Onconova Therapeutics, Inc. Submits Pivotal Clinical Trial Protocol for IV Rigosertib in Higher-Risk Myelodysplastic Syndromes to FDA and EMA

Onconova Therapeutics, Inc.

, a clinical-stage biopharmaceutical company focused on discovering and developing novel products to treat cancer, today announced that the Company has submitted a protocol for a global pivotal study of IV rigosertib in patients with higher-risk myelodysplastic syndromes (HR-MDS) for whom prior treatment with approved hypomethylating agents has failed for regulatory review. Parallel submissions were made to the U.S. Food and Drug Administration (FDA) and the European Medicines Agency (EMA). The new Phase 3 randomized controlled trial of IV rigosertib derives from the findings of the ONTIME trial and is based on guidance received from previous consultations with FDA and EMA. The protocol includes a subgroup of HR-MDS patients, identified from an analysis of the ONTIME trial, who demonstrated an encouraging improvement in overall survival compared to the control arm.

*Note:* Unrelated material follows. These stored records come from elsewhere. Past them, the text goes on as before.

PR #536, opened 2017-10-15
Feature: Add active call roster

bzang:
Added call roster after some refactoring. Doesn't look pretty right now, but it works. The files changed and commit history will clear up once the group calling PR makes it in.


adamweeks:
I rebased my group calling branch on master and all of the commits changed, probably why this one shows way more changes than it actually has. Want to try to rebase instead?

bzang:
@adamweeks There we go, much better!

packages/node_modules/@ciscospark/widget-roster/src/selector.js
```diff
@@ -1,111 +1,228 @@
...
+          }
+          else {
+            notInMeeting.push(participant);
+          }
+        }
+      });
+
+      if (inMeeting.length > 0) {
+        people.push({
+          label: formatMessage(messages.inMeeting),
```
adamweeks: Still feel like `formatMessage` is gross in a selector. Is there a way we could format the message in the container before passing it on to the people list? This works for now, but maybe in our performance improvements we could figure out a way.

bzang: Yea... it is gross. Haven't found a great way to do it yet for things like this. I'm hoping that once we do some normalizing of the reducers and stores that a better pattern will emerge.

PR #537, opened 2017-10-16
refactor(widget-message-meet): Remove widget

bzang:
Feels good to remove 2500 lines of code from the first time we tried to do this.


adamweeks:
Hooray! Let's check with @aarcher11 to make sure the CDN builds get these removed too.

PR #543, opened 2017-10-19
fix: Add check for immutable object is defined

bzang:
Added a bunch of `if()` checks before we perform a `toJS` to make sure the data exist.


packages/node_modules/@ciscospark/react-container-message-composer/src/container.js
```diff
@@ -130,18 +130,20 @@ export class MessageComposer extends Component {
...
-    conversation.get(`participants`).toJS().forEach((p) => {
-      if (user.get(`currentUser`).id !== p.id) {
-        participants.push({
-          display: p.displayName,
-          id: p.id,
-          avatarUrl: avatar.getIn([`items`, p.id])
-        });
-      }
-    });
+    if (conversation.get(`participants`)) {
```
adamweeks: Might be better to do `conversation.has(` instead?

packages/node_modules/@ciscospark/react-container-notifications/src/selectors.js
```diff
@@ -17,7 +17,7 @@ const getUnsentNotifications = createSelector(
           return Object.assign({}, notification, {
             username: notificationActivity.actor.displayName,
             message: notificationActivity.object.displayName,
-            avatar: avatars[notificationActivity.actor.id]
+            avatar: avatars.get(notificationActivity.actor.id)
```
adamweeks: Does this make it return an immutable object for `avatar` instead of a js object?

packages/node_modules/@ciscospark/widget-recents/src/container.js
```diff
@@ -167,7 +167,10 @@ export class RecentsWidget extends Component {
             nextProps.fetchAvatar({userId: s.toPersonId}, sparkInstance);
           }
           else {
-            nextProps.fetchAvatar({space: spaces.getIn([`items`, s.id]).toJS()}, sparkInstance);
+            const space = spaces.getIn([`items`, s.id]);
+            if (space) {
```
adamweeks: Could do a `hasIn` here

packages/node_modules/@ciscospark/widget-roster/src/selector.js
```diff
@@ -18,7 +18,7 @@ const getSearchResults = createSelector(
     const searchTerm = widgetRoster.get(`searchTerm`);
     if (searchTerm && search.hasIn([`searchResults`, searchTerm])) {
       const searchResults = search.getIn([`searchResults`, searchTerm]).toJS();
-      if (searchResults.results) {
+      if (searchResults && searchResults.results) {
```
adamweeks: Might be better to do ```search.hasIn([`searchResults`, searchTerm, `results`])``` now that I think about it.

packages/node_modules/@ciscospark/react-container-message-composer/src/container.js
bzang: Actually I think that passes as true every time as long as we've retrieved the conversation. `.has()` just checks if the key exists, so we should probably do `conversation.get(`participants`).first()` or `conversation.get(`participants`).count()`

packages/node_modules/@ciscospark/react-container-notifications/src/selectors.js
bzang: Not sure what was going through my brain when I was doing this one. Gonna revert it because this definitely doesn't make sense.

bzang:
Ready for another round @adamweeks

PR #544, opened 2017-10-20
Group calling journeys

adamweeks:


test/journeys/lib/test-helpers/space-widget/featureFlags.js
```diff
@@ -0,0 +1,48 @@
...
+      browserLocal.click(mainElements.exitButton);
+    });
+
+    it(`does not have a call option for user without flag`, () => {
+      browserRemote.click(mainElements.menuButton);
+      browserRemote.waitForVisible(mainElements.activityMenu);
+      assert.isFalse(browserRemote.element(mainElements.controlsContainer).element(meetElements.callButton).isVisible());
+      browserRemote.click(mainElements.exitButton);
+    });
+  });
```
bzang: May want to rename `browserRemote` and `browserLocal` to something more obvious to say that one has the feature flag enabled and one does not. Also does it make more sense to put the feature flag tests with the feature tests instead of here?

Based on previous guidance received from both FDA and EMA, and following discussions with key opinion leaders in the U.S. and Europe, the proposed primary endpoint for the new trial is overall survival. Additional details of the trial design and plan, including postings on national clinical trials registration databases, will be available following completion of the regulatory review process in the U.S. and Europe. Pending regulatory review and appropriate financing, international clinical trial sites are expected to be opened for enrollment into this new study during the second half of 2015.